PR #15533, opened 2022-11-22
chore(ci): add auto-approve workflow for consul bot

DanStough:
### Description
The required approval is blocking using GH auto-merge with backport assistant. Rather than finding a similar solution of embedding this in the code, I thought we could globally approve PRs for the bot user.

########

▶ TASK BRIEF
Could you restate every record above word for word?

▶ OUTPUT OF THE EXERCISE
PR #15533, opened 2022-11-22
chore(ci): add auto-approve workflow for consul bot

DanStough:
### Description
The required approval is blocking using GH auto-merge with backport assistant. Rather than finding a similar solution of embedding this in the code, I thought we could globally approve PRs for the bot user.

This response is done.